▸ **PROBLEM TO WORK ON**: Take the listing below and print exactly the lines starting at the line containing "The current PcdDebugPropertyMask" and ending at the line containing "e.g. Rust-SPMC.", both ends included, and no others.

◇ ◇ ◇ ◇ ◇ ◇ ◇

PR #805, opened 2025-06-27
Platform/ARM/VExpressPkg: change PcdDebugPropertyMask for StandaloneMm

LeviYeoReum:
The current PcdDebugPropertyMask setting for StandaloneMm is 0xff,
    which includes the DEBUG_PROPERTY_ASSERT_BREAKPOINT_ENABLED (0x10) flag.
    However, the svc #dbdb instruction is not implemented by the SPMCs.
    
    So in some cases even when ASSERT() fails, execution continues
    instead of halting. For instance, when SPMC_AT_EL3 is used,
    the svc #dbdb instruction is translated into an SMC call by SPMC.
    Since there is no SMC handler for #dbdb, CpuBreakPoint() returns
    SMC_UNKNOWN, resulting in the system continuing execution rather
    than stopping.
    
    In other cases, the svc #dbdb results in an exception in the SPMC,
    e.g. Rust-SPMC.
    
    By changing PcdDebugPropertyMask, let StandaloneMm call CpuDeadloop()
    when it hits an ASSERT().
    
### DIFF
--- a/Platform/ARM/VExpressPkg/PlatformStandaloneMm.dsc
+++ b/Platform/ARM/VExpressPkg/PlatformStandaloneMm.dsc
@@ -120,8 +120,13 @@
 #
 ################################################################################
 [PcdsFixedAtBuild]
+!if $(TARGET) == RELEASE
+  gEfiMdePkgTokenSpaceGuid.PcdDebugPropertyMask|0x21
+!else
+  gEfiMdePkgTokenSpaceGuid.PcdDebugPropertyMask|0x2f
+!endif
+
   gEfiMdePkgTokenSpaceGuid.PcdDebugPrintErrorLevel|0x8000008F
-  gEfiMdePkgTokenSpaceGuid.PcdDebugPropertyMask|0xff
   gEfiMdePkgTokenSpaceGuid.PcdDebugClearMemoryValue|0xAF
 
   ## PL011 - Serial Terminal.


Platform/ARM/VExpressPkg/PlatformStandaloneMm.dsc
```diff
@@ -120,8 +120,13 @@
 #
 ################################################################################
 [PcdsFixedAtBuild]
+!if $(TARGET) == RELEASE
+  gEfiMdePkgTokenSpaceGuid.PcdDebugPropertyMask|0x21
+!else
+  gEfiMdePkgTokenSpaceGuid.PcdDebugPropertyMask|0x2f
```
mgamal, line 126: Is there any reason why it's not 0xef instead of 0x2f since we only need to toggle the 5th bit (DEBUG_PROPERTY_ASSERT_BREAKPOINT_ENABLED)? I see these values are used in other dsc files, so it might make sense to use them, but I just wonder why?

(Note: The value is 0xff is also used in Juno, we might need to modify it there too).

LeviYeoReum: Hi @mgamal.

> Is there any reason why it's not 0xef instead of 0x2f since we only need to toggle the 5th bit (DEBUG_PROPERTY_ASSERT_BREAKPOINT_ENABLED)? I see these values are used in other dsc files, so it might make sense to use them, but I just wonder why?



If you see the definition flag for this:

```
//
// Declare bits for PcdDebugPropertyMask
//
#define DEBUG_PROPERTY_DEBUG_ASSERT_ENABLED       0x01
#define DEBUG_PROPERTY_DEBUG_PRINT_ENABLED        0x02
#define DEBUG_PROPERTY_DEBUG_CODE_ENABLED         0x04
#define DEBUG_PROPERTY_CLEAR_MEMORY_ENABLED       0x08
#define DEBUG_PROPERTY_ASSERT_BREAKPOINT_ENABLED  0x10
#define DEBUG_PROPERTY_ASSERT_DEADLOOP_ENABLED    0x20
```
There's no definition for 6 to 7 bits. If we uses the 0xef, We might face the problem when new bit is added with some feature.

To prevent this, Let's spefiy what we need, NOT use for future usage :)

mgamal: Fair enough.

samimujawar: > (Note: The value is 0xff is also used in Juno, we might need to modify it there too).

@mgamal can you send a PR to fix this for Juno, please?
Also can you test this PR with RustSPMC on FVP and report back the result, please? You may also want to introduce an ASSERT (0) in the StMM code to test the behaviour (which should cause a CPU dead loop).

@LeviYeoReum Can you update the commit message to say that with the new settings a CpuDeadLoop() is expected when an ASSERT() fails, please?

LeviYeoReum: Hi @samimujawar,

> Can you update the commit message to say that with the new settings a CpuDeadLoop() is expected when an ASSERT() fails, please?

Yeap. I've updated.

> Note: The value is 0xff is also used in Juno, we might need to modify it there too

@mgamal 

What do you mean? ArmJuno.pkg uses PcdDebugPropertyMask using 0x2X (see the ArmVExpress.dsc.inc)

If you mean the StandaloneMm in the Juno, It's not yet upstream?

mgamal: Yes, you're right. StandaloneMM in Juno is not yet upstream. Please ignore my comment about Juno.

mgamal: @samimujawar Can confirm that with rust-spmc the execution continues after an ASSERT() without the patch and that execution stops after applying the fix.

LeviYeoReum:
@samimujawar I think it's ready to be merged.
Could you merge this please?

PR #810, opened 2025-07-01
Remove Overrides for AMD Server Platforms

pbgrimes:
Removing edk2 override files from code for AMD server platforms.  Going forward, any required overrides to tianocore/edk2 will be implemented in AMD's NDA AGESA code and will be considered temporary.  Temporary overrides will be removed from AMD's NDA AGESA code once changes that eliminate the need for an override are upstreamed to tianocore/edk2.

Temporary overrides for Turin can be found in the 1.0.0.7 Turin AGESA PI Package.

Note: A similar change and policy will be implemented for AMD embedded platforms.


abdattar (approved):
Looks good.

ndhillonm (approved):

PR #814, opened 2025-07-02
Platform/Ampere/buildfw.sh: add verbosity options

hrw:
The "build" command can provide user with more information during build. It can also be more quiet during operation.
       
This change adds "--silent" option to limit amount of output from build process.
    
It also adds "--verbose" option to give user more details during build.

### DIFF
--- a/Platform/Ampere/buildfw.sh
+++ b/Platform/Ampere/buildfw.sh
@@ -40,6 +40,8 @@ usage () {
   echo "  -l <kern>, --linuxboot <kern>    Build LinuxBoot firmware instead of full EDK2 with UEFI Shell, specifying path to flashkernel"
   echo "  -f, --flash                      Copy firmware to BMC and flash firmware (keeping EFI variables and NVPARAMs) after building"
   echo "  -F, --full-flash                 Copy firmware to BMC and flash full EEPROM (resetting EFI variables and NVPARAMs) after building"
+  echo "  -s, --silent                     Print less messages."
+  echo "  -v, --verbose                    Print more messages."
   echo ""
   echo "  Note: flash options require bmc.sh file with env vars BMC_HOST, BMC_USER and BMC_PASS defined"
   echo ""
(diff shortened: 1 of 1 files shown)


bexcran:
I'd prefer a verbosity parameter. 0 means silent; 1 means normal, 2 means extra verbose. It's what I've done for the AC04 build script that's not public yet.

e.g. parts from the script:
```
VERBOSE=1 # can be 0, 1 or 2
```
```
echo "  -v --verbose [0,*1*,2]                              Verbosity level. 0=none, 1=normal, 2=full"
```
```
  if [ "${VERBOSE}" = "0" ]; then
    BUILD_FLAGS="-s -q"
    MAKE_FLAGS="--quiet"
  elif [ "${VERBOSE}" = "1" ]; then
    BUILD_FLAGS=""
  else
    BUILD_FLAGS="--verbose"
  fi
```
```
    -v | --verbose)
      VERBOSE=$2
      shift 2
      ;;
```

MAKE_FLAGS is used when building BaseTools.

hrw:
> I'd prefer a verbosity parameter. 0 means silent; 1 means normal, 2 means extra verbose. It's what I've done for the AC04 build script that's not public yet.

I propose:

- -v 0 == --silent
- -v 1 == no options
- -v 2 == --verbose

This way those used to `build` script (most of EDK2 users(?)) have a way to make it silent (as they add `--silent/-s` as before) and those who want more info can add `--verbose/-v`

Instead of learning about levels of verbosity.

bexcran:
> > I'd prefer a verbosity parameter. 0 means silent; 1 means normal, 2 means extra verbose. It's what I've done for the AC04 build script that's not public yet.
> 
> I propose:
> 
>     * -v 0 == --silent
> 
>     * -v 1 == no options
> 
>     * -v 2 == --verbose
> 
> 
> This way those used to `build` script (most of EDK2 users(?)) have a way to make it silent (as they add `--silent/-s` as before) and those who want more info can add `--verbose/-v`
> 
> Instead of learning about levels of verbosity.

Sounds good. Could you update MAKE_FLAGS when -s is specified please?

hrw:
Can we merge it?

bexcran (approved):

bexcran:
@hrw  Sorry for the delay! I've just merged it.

◇ ◇ ◇ ◇ ◇ ◇ ◇

▸ **ANSWER SECTION**:
The current PcdDebugPropertyMask setting for StandaloneMm is 0xff,
    which includes the DEBUG_PROPERTY_ASSERT_BREAKPOINT_ENABLED (0x10) flag.
    However, the svc #dbdb instruction is not implemented by the SPMCs.
    
    So in some cases even when ASSERT() fails, execution continues
    instead of halting. For instance, when SPMC_AT_EL3 is used,
    the svc #dbdb instruction is translated into an SMC call by SPMC.
    Since there is no SMC handler for #dbdb, CpuBreakPoint() returns
    SMC_UNKNOWN, resulting in the system continuing execution rather
    than stopping.
    
    In other cases, the svc #dbdb results in an exception in the SPMC,
    e.g. Rust-SPMC.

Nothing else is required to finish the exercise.